=== WORK ORDER ===
Search the listing below for the string "setup" and show each line that contains it.

====

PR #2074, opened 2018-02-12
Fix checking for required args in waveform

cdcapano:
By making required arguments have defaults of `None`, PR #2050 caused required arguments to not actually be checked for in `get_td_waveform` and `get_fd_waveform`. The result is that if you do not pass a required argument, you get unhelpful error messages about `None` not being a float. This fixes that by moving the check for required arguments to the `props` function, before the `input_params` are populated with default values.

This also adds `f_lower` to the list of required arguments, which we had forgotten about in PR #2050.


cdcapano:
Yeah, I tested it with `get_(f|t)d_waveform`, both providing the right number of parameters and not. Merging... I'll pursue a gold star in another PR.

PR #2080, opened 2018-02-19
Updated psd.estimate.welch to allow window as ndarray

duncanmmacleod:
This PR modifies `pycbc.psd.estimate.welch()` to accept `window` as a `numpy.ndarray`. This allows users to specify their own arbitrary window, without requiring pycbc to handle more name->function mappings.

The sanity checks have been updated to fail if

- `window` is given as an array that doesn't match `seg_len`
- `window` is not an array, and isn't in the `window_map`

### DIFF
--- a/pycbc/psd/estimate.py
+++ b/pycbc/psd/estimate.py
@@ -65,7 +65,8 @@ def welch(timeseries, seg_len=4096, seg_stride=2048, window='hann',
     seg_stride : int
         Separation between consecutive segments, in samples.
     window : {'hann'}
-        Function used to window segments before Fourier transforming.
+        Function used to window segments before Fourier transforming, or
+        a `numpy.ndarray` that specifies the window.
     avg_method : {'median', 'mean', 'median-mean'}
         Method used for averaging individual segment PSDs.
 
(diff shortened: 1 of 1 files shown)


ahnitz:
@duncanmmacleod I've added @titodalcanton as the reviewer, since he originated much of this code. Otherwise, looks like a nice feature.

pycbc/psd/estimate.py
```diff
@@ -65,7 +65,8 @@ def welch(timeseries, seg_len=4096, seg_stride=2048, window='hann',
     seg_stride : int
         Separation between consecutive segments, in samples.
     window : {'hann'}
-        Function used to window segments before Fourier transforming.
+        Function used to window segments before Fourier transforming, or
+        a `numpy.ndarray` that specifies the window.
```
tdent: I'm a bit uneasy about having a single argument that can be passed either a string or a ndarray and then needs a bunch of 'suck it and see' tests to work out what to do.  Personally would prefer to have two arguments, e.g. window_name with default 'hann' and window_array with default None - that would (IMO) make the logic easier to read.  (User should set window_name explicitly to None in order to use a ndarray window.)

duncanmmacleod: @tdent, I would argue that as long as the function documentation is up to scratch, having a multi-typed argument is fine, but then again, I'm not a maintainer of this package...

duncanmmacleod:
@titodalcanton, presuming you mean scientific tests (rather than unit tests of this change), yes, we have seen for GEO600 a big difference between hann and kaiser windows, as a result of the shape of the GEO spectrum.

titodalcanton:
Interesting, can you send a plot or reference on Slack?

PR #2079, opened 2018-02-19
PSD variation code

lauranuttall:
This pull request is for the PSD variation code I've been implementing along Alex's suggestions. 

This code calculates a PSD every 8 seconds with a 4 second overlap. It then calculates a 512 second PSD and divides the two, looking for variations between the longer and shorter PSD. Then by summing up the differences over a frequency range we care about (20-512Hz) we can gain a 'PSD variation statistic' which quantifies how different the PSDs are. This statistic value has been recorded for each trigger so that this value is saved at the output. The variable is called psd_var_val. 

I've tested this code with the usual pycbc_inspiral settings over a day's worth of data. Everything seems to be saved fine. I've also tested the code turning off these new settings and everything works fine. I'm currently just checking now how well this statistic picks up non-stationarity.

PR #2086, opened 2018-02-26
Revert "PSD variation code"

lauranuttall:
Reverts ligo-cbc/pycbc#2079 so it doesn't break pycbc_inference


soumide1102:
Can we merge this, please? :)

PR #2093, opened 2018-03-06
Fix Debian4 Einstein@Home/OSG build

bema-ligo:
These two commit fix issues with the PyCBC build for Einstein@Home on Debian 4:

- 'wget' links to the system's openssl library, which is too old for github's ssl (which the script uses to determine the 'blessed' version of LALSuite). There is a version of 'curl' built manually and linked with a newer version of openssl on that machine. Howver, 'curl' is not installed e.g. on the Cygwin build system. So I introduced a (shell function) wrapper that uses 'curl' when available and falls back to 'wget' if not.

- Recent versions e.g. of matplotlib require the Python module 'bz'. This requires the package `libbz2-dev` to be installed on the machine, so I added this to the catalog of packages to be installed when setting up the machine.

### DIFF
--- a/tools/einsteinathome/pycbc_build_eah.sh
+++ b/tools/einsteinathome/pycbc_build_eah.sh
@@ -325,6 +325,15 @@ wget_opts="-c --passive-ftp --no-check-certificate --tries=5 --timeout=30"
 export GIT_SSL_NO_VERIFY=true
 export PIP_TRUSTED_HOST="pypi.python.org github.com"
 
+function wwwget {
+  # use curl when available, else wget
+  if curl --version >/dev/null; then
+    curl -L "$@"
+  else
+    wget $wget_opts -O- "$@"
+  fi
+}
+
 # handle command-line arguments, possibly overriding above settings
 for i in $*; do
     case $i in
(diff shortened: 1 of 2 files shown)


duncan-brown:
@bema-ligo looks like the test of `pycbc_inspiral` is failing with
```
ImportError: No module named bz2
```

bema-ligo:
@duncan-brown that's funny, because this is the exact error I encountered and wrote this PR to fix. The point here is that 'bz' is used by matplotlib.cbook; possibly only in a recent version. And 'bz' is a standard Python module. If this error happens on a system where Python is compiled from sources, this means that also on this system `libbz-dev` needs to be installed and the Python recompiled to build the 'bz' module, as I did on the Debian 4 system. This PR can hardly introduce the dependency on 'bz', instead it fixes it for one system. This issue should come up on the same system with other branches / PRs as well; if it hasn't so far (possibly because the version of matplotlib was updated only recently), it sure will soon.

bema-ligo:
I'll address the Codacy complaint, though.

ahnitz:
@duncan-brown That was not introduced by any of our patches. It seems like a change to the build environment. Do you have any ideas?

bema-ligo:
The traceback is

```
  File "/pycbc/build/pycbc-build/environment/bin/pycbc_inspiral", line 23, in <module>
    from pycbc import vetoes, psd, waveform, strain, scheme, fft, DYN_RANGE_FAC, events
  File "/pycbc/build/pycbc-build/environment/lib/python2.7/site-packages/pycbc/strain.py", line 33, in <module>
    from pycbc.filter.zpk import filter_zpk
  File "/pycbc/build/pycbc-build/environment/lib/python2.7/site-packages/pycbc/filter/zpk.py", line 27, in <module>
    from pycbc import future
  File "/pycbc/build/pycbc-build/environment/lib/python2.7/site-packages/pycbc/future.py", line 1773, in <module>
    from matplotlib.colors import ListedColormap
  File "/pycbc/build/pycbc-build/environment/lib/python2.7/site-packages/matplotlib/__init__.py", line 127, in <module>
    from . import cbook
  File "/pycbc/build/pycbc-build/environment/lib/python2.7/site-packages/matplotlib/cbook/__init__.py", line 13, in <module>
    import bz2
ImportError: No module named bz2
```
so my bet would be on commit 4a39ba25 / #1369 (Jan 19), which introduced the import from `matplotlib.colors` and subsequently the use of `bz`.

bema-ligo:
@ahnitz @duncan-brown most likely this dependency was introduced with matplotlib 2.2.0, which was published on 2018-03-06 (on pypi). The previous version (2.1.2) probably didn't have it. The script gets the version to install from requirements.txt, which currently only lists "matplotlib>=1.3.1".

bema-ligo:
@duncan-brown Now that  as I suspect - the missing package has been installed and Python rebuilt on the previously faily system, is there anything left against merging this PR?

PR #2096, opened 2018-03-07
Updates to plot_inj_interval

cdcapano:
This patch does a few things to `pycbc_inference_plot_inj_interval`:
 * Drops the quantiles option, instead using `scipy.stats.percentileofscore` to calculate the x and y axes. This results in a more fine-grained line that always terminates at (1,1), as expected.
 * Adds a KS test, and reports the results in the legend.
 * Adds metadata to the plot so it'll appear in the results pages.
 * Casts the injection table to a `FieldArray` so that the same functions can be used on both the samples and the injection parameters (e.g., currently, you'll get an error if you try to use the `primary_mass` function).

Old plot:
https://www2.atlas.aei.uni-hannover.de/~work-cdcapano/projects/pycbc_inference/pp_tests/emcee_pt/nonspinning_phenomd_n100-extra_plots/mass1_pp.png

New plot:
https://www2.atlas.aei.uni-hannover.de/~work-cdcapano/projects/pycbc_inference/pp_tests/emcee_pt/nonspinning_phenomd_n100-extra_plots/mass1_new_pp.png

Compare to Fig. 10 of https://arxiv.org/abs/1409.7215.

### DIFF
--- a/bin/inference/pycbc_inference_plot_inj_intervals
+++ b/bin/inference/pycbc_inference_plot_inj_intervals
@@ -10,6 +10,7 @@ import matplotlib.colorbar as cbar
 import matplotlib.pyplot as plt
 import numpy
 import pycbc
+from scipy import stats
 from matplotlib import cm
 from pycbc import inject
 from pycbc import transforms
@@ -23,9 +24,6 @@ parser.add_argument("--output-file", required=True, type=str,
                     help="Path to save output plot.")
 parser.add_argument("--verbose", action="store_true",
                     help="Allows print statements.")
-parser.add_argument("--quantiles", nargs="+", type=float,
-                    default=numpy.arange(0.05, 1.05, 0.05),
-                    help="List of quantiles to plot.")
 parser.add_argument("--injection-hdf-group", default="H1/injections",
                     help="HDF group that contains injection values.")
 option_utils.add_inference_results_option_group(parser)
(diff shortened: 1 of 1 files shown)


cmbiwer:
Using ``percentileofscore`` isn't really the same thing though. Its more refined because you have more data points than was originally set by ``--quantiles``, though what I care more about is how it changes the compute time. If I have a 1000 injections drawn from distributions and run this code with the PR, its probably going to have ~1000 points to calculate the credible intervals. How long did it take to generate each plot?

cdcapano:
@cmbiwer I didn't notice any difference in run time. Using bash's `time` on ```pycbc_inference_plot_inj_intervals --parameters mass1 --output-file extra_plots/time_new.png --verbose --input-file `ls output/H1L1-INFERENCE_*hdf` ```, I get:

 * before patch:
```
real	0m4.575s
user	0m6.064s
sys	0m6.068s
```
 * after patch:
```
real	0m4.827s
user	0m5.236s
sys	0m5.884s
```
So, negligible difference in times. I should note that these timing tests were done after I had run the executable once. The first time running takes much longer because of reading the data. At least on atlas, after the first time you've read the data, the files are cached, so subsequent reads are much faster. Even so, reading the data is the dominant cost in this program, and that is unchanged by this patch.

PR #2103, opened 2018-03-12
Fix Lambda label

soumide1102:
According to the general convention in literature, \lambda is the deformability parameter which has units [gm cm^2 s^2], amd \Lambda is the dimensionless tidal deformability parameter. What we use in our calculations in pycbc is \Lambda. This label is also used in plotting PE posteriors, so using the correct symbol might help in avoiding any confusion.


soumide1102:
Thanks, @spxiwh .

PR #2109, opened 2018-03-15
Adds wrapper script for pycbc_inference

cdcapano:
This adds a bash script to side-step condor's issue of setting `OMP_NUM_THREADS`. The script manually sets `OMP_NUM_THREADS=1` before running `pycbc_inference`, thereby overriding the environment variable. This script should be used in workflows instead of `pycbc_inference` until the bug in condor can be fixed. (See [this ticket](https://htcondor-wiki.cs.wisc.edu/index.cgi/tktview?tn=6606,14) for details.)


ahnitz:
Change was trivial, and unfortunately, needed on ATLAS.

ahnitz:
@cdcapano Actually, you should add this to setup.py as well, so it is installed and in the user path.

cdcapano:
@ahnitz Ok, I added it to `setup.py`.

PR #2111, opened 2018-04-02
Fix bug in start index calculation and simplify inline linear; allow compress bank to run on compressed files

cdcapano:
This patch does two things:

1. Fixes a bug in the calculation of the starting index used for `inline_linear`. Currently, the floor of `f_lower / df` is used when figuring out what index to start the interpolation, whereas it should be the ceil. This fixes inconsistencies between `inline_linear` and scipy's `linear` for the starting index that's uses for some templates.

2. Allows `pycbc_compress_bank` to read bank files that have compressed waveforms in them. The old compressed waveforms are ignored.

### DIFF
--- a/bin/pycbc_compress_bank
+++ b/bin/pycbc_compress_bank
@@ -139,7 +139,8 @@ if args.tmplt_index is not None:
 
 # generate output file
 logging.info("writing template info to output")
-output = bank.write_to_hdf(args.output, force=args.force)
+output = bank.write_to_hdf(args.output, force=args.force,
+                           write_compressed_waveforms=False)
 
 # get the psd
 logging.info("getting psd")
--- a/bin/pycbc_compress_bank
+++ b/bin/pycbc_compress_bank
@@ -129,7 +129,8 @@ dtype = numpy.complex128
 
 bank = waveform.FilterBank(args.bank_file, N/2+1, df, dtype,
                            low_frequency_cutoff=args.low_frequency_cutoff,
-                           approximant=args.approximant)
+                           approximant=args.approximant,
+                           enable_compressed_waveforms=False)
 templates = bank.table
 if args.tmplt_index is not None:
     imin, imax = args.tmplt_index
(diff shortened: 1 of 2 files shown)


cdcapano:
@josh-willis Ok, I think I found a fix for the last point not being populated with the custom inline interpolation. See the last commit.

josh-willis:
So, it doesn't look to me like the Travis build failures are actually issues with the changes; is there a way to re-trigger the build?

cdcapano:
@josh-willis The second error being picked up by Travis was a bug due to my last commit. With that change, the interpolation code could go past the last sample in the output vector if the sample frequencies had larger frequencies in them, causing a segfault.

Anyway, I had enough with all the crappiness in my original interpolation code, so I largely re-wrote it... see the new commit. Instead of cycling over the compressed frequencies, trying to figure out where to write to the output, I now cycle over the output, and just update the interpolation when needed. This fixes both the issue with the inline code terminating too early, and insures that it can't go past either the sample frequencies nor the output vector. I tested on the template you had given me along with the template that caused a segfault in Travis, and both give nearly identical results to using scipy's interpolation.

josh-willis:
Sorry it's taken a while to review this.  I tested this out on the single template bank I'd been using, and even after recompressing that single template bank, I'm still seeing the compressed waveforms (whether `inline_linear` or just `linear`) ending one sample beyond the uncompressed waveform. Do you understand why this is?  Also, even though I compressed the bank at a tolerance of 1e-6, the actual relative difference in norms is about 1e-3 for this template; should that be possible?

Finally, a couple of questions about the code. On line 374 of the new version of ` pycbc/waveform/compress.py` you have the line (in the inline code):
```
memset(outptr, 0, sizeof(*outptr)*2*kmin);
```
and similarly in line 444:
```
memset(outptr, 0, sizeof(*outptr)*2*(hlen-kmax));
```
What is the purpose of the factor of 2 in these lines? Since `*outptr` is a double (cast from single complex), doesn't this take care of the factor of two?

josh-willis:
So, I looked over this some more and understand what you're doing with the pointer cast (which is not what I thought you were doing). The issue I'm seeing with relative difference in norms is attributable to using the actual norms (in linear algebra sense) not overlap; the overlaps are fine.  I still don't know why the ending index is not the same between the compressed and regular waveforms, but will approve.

====

=== ANSWER SPACE ===
@cdcapano Actually, you should add this to setup.py as well, so it is installed and in the user path.
@ahnitz Ok, I added it to `setup.py`.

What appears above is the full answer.